Mayor of Punaauia
- Preceded by: Jacques Vii
- Succeeded by: Simplicio Lissant

Member of the French Polynesian Assembly for Windward Isles 3
- In office 4 June 2015 – 26 August 2018

Personal details
- Born: 7 September 1948
- Died: 26 August 2018
- Party: To Tatou Aia Tahoera'a Huiraatira Tāpura Huiraʻatira

= Rony Tumahai =

French Polynesian politician

Rony Tumahai (7 September 1948 — 26 August 2018) was a French Polynesian politician who served as Mayor of Punaauia and as a Member of the Assembly of French Polynesia.

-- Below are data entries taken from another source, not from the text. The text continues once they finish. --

PR #16074, opened 2019-10-22
Prioritize customer search by id when saving an address

### LINKED ISSUE #16116: Newly created addresses are saved with the wrong `id_customer`
**Describe the bug**
Newly created addresses are saved with the wrong `id_customer`

**To Reproduce**
1. The system must have at least one guest account and one non-guest account (the guest account must be created earlier)
2. Go to BackOffice -> Orders -> Add new order
3. Type the customer name or email we created earlyer (two accounts with the same email)
4. Select the latest account (with the highest id)
5. Create a new address for this customer -> "Add a new address"
6. After we save the address, we will not see it in the list and cannot use it. Since it is not there. 
After the research I found out that the address was assigned to a user with the same email but with a guest account. 
There are two inaccuracies here: 
 - the user's search is done first by his email and not by the id, and therefore. This is not true, that is why the address was assigned to the wrong user. 
 - I don't think there should be any guest accounts on this list at all. You can't create a guest order from BackOffice.

The easiest solution is to swap conditions if we can get an id_customer, then we don't need to search for a user by email (see at the screenshot)
579b04c740

**Additional information**
PrestaShop version: 1.6.* - 1.7.*
PHP version: 5.6, 7.0, 7.1

The PR [https://github.com/PrestaShop/PrestaShop/pull/16074](https://github.com/PrestaShop/PrestaShop/pull/16074)

levyn:
| Questions     | Answers
| Branch?       | develop
| Description?  | When creating a new address from an order in the BackOffice, the address is assigned to the wrong user
| Type?         | bug fix 
| Category?     |  BO 
| BC breaks?    | no
| Deprecations? | no
| Fixed ticket? | Fixes #16116 
| How to test?  | 1. Create few guest or non-guest accounts (with the same email address).<br>2. Start creating a new order from the Backoffice<br>3. Select the last account you have created<br>4. Create a new address for this user<br>Error: the address will be assigned to the first from previously created account

---
This change is [Reviewable](https://reviewable.io/reviews/prestashop/prestashop/16074)

### DIFF
--- a/controllers/admin/AdminAddressesController.php
+++ b/controllers/admin/AdminAddressesController.php
@@ -368,20 +368,20 @@ class AdminAddressesControllerCore extends AdminController
         }
 
         // Transform e-mail in id_customer for parent processing
-        if (Validate::isEmail(Tools::getValue('email'))) {
+        if ($id_customer = Tools::getValue('id_customer')) {
+            $customer = new Customer((int) $id_customer);
+            if (Validate::isLoadedObject($customer)) {
+                $_POST['id_customer'] = $customer->id;
+            } else {
+                $this->errors[] = $this->trans('This customer ID is not recognized.', array(), 'Admin.Orderscustomers.Notification');
+            }
+        } elseif (Validate::isEmail(Tools::getValue('email'))) {
             $customer = new Customer();
             $customer->getByEmail(Tools::getValue('email'), null, false);
             if (Validate::isLoadedObject($customer)) {
                 $_POST['id_customer'] = $customer->id;
             } else {
                 $this->errors[] = $this->trans('This email address is not registered.', array(), 'Admin.Orderscustomers.Notification');
-            }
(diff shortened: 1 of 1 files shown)


PierreRambaud:
Hi and thanks for your contribution.
Could you please create an issue to determine and better understand the problem with our Product team?

mBangiev (approved):

PierreRambaud:
@levyn Any news?

levyn:
@PierreRambaud 
I'm sorry, but what are you about?
The issue #16116 was created and linked to the current issue of the.
Is there something missing here?

PierreRambaud (approved):

PierreRambaud:
@levyn Didn't have answer from you, and GitHub doesn't notify us when a comment is edited, sorry :(
It's ok now :)

sarahdib:
Thank you @levyn  for this contribution :)

PierreRambaud:
Thanks @levyn

Issue #15825, opened 2019-10-04
[ORDER PAGE] Merchandise return Tab Order - 8/11


MatShir:
Part of the order page migration and redesign project.

**User Story**

As a merchant, when I check an order, I need to be able to see the returned merchandise interaction.

**Detailed specification**
Specs on the repo prestashop-specs
[Merchandise return Tab
](https://github.com/PrestaShop/prestashop-specs/blob/cc476f1fc0c71c63bd3ba4879131f5163fca05e7/Order%20Page%20View.md#v-tabs-panel)

PR #16084, opened 2019-10-23
Migrate Merchandise returns for Orders view

sarjon:
| Questions     | Answers
| Branch?       | develop
| Description?  | Migrates Merchandise returns for Orders view
| Type?         | improvement
| Category?     | BO
| BC breaks?    | no
| Deprecations? | no
| Fixed ticket? | #15825 
| How to test?  | :warning: Rebuild assets :warning: Merchandise returns block should work the same as in legacy page.

---
This change is [Reviewable](https://reviewable.io/reviews/prestashop/prestashop/16084)

### DIFF
--- a/src/PrestaShopBundle/Resources/views/Admin/Sell/Order/Order/Blocks/View/merchandise_returns.html.twig
+++ b/src/PrestaShopBundle/Resources/views/Admin/Sell/Order/Order/Blocks/View/merchandise_returns.html.twig
@@ -23,33 +23,41 @@
  * International Registered Trademark & Property of PrestaShop SA
  *#}
 
-{% if orderForViewing.returns.orderReturns is not empty %}
-  <table class="table">
-    <thead>
+{% if not orderForViewing.virtual %}
+  {% if orderForViewing.returns.orderReturns is not empty %}
+    <table class="table">
+      <thead>
       <tr>
         <th>{{ 'Date'|trans({}, 'Admin.Global') }}</th>
         <th>{{ 'Type'|trans({}, 'Admin.Global') }}</th>
         <th>{{ 'Carrier'|trans({}, 'Admin.Shipping.Feature') }}</th>
         <th>{{ 'Tracking number'|trans({}, 'Admin.Shipping.Feature') }}</th>
       </tr>
-    </thead>
-    <tbody>
-    {% for return in orderForViewing.returns.orderReturns %}
-      <tr>
-      <td>{{ return.date|date('Y-m-d H:i:s') }}</td>
-      <td>{{ return.type }}</td>
-      <td>{{ return.stateName }}</td>
-      <td>
-        {% if return.trackingNumber and return.trackingUrl %}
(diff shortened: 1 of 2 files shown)


matks (dismissed):

src/PrestaShopBundle/Resources/views/Admin/Sell/Order/Order/Blocks/View/merchandise_returns.html.twig
```diff
@@ -23,33 +23,41 @@
...
+  {% else %}
+    <p class="text-center mb-0">{{ 'No merchandise returned yet'|trans({}, 'Admin.Orderscustomers.Notification') }}</p>
+  {% endif %}
+
+  {% if orderForViewing.shipping.carrierModuleInfo %}
+    {{ orderForViewing.shipping.carrierModuleInfo|raw }}
+  {% endif %}
 {% else %}
-  <p class="text-center mb-0">{{ 'No merchandise returned yet'|trans({}, 'Admin.Orderscustomers.Notification') }}</p>
+  <p class="text-center mb-0">{{ 'Merchandise returns are not applicable for virtual orders'|trans({}, 'Admin.Orderscustomers.Notification') }}</p>
```
LouiseBonnard, line 62: Is this notification displayed when an order contains only virtual products or when it contains some, among other standard products?

sarjon:
Rebased.

jolelievre (dismissed):

Robin-Fischer-PS:
Hi @sarjon , thanks for the PR ! It's OK for me :smile: 

However, I have a suggestion for our UX and product friends :stuck_out_tongue: : 

@MatShir @TristanLDD : 
The merchandise return block has two columns that have inconsistent labels (on Legacy and on Migrated page, and in the spec) : 
- "Carrier" which in fact display the status
- "Tracking number" which in fact display the Return ID

I think it could be a good idea to fix this with the migration, what do you think ?

Here a screenshot : 
pr16084 ux

Thanks !

TristanLDD:
Hi @Robin-Fischer-PS, 
I agree with you on the wording changes, Status and Return ID are much more relevant indeed.
However, considering the many last-minutes changes on order page migration and depending on workload estimations I don't know if we can prioritize it  (@sarjon @MatShir ) 
@LouiseBonnard what do you think of these wording suggestions?

sarjon:
Just add suggestions for wording and we can easily merge it. :)

src/PrestaShopBundle/Resources/views/Admin/Sell/Order/Order/Blocks/View/merchandise_returns.html.twig
Robin-Fischer-PS: This notification is only displayed on order page when an order contains only virtual products. When it contains some virtual and standard products, it is not displayed.

matks (approved):

matks:
Thank you @sarjon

Tumahai was educated at Lycée Paul-Gauguin before working as a teacher and then as a school manager at Manotahi elementary school in Punaauia. In 1995 he was elected to the Punaauia municipal council, becoming third deputy mayor, then first deputy mayor in 2001. He was elected mayor on a To Tatou Aia ticket in 2008.

He was first elected to the Assembly of French Polynesia in June 2015 as a Tahoera'a Huiraatira MP, when vacancies were created following the formation of the government of Édouard Fritch. In February 2016 he attended the founding congress of Tāpura Huiraʻatira and was elected one of the party's vice-presidents. He resigned from the party in March 2018 following a dispute over list rankings for the 2018 French Polynesian legislative election, and subsequently rejoined after being appointed head of its list in the Windward Isles 3 section. He was re-elected in the 2018 election.

He died on 26 August 2018 of a cerebral hemorrhage.